ABOUT THIS EXERCISE: Would you print the full listing word for word?

SUPPLIED MATERIAL:
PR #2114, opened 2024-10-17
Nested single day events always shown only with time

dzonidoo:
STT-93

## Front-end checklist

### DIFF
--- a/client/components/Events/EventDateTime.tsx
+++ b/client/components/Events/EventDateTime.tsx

SOLUTION:
PR #2114, opened 2024-10-17
Nested single day events always shown only with time

dzonidoo:
STT-93

## Front-end checklist

### DIFF
--- a/client/components/Events/EventDateTime.tsx
+++ b/client/components/Events/EventDateTime.tsx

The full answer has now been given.